PR #380, opened 2021-04-13
Refactoring fingerprint

eddynaka:


Src/Plugins/Security/SEC101_001.HttpAuthorizationRequestHeaderValidator.cs
```diff
@@ -60,9 +61,10 @@ public static ValidationState IsValidDynamic(ref Fingerprint fingerprint, ref st
             fingerprint = new Fingerprint
             {
                 Host = host,
+                Scheme = scheme,
                 Secret = secret,
-                Resource = (groups.ContainsKey("resource") && groups["resource"] != "/")
-                    ? groups["resource"]
+                Path = (groups.ContainsKey("path") && groups["path"] != "/")
```
michaelcfanning, line 66: >= [](start = 21, length = 1)

I think our pattern for this would be to have an unchecked 

groups.TryGetNonEmptyValue("path", out string path);

then just assign path to this property in the fingerprint. Cleaner.

michaelcfanning: groups.TryGetNonEmptyValue("path", out string path);

// Do more processing of path argument here to put it into a null vs. non-null condition.

fingerprint = new Fingerprint
            {
                Host = host,
                Scheme = scheme,
                Secret = secret,
                Path = path;
            };




---
In reply to: [612765053](https://github.com/microsoft/sarif-pattern-matcher/pull/380#discussion_r612765053) [](ancestors = 612765053)

Src/Plugins/Tests.Security/EndToEndTests.cs
```diff
@@ -23,7 +23,7 @@ public abstract class EndToEndTests : FileDiffingUnitTests
         // Set this value to 'true' temporarily and rerun tests to update
         // test files in all \ExpectedOutputs\ locations. This value needs
         // to be set to 'false' against in order for suites to actually pass.
-        protected override bool RebaselineExpectedResults => false;
+        protected override bool RebaselineExpectedResults => true;
```
michaelcfanning, line 26: Oops! will need to revert. :)

Src/Plugins/Tests.Security/TestData/SecurePlaintextSecrets/ExpectedOutputs/SEC101_001.HttpAuthorizationRequestHeader.sarif
```diff
@@ -74,9 +74,9 @@
             }
           ],
           "fingerprints": {
-            "AssetFingerprint/v1": "[host=https://example.com]",
-            "ValidationFingerprint/v1": "[host=https://example.com][secret=SomeAuthorizationKey1111111]",
-            "ValidationFingerprintHash/v1": "d14ab28fe321441f47b1793cbf4c38ca900e94869a5d065fee8ee4b6ecbe67ce"
+            "AssetFingerprint/v1": "[host=example.com][scheme=https]",
```
michaelcfanning, line 77: >https [](start = 62, length = 5)

I thought we were going to drop scheme if it is the default of https? what do you think? 

or do you think it is clearer to always have it?

michaelcfanning (approved):
:shipit:

PR #383, opened 2021-04-15
Improving mysql validator

eddynaka:


Src/Plugins/Tests.Security/Validators/SEC101_036.MySqlConnectionStringValidatorTests.cs
```diff
@@ -0,0 +1,30 @@
...
+        public void MySqlConnectionStringValidator_Test()
+        {
+            string fingerprintText = "";
+            if (string.IsNullOrEmpty(fingerprintText))
+            {
+                return;
+            }
+
+            var fingerprint = new Fingerprint(fingerprintText);
+            string message = null;
```
michaelcfanning, line 24: I would have put this line above, in order to improve readability, small style point.

michaelcfanning (approved):
:shipit:

PR #385, opened 2021-04-15
Use file has as secret in file extension checks with no validator.

michaelcfanning:
@eddynaka, this change will use the file hash as the secret for any rules which don't have a static validator. This works for all the 'review sensitive files' checks. The change reveals a deficit for the 'review sensitive data' rules. These latter rules should create a fingerprint of the sensitive data. For example, in the email rule, the email address itself s/be persisted as the `secret` in a fingerprint constructed by a static validator.


Src/Sarif.PatternMatcher/ValidatorsCache.cs
```diff
@@ -228,6 +225,18 @@ public static void DisableValidationCaching(MethodInfo shouldCacheMethodInfo, bo
 
             if (validationMethods == null)
             {
+                if (context.TargetUri.IsAbsoluteUri)
```
eddynaka, line 228: >context.TargetUri.IsAbsoluteUri [](http://example.com/codeflow?start=20&length=31)

this would only work if we run the tool in a machine. In our current scenario, the targeturi does not point to a physical location because it does not exist.

Maybe, we should not do this check and always apply the path hashing.

michaelcfanning: ok! well, this helper requires a file path with a file.

what we can do next is to check and see whether we have the file contents available and just hash that instead, if it's there?

shall we check this in and then maybe do that follow on work? want to take that improvement? :)

You could also update the review sensitive data check to provide static validators and populate a *real* secret. for extra points, we could enable a test that ensures this plug-in also always includes a static validator for any plug in rule. :)

eddynaka (approved):

PR #390, opened 2021-04-19
Changing resultLevelKind in dynamic validation

eddynaka:


Src/Plugins/Security/SEC101_001.HttpAuthorizationRequestHeaderValidator.cs
```diff
@@ -102,6 +105,7 @@ static HttpAuthorizationRequestHeaderValidator()
                     responseDummy.StatusCode == HttpStatusCode.NotFound ||
                     responseDummy.StatusCode == HttpStatusCode.NonAuthoritativeInformation)
                 {
+                    resultLevelKind.Level = FailureLevel.None;
```
michaelcfanning, line 108: >resultLevelKind.Level = FailureLevel.None; [](http://example.com/codeflow?start=20&length=42)

This is a redunandt initialization, the default is None.

Src/Plugins/Security/SEC101_003.GoogleApiKeyValidator.cs
```diff
@@ -68,7 +68,10 @@ static GoogleApiKeyValidator()
                                                                  ref Dictionary<string, string> options,
                                                                  out ResultLevelKind resultLevelKind)
```
michaelcfanning, line 69: >out ResultLevelKind resultLevelKind [](http://example.com/codeflow?start=65&length=35)

Your change is not what I had in mind exactly, let's talk.

The problem with this pattern is that it's *very* easy to get wrong, if you neglect to set something in each return path. This is a serious issue for us, because the severity indicates what is and is not a live credential. And so it is better for the code if we set 'Error' in a single place when we see Authorized. Then it will never be wrong.

What I thought we should have is that the out argument is nullable. Only in cases when a rule wants to actually override the scanner's behavior would it be set.

If it were a ref arg, then this would also be minimally intrusive, you wouldn't be required to initialize it in every call.


out ResultKind? resultLevelKind

With this approach, then every rule that has the default behavior doesn't have to do anything at all. Only rules that do something *special* would sert this to a non-null value.

btw - all this is likely to continue to churn!! i.e., we will keep making changes.

A critical new change that we need is to bundle all the things that comprise an analysis result into a returnable array of objects,

'ValidationResult'

which would consist of ValidationState, message, the nullable ResultLevelKind and a fingerprint. the helpers would return an IEnumerable<ValidationResult>. this would allow each rule to return multiple things.

michaelcfanning (changes requested):
:clock1:

Src/Plugins/Security/SEC101_001.HttpAuthorizationRequestHeaderValidator.cs
```diff
@@ -129,6 +134,7 @@ static HttpAuthorizationRequestHeaderValidator()
                         // If this happen, it means it does not matter if we add the authentication.
                         if (responseDummy.StatusCode == response.StatusCode)
                         {
+                            resultLevelKind.Level = FailureLevel.None;
```
michaelcfanning, line 137: >FailureLevel.None [](http://example.com/codeflow?start=52&length=17)

Same here and elsewhere, remove all explicit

# Activity
List each line of the entries that holds the string "things".

# Solution to the exercise
A critical new change that we need is to bundle all the things that comprise an analysis result into a returnable array of objects,
which would consist of ValidationState, message, the nullable ResultLevelKind and a fingerprint. the helpers would return an IEnumerable<ValidationResult>. this would allow each rule to return multiple things.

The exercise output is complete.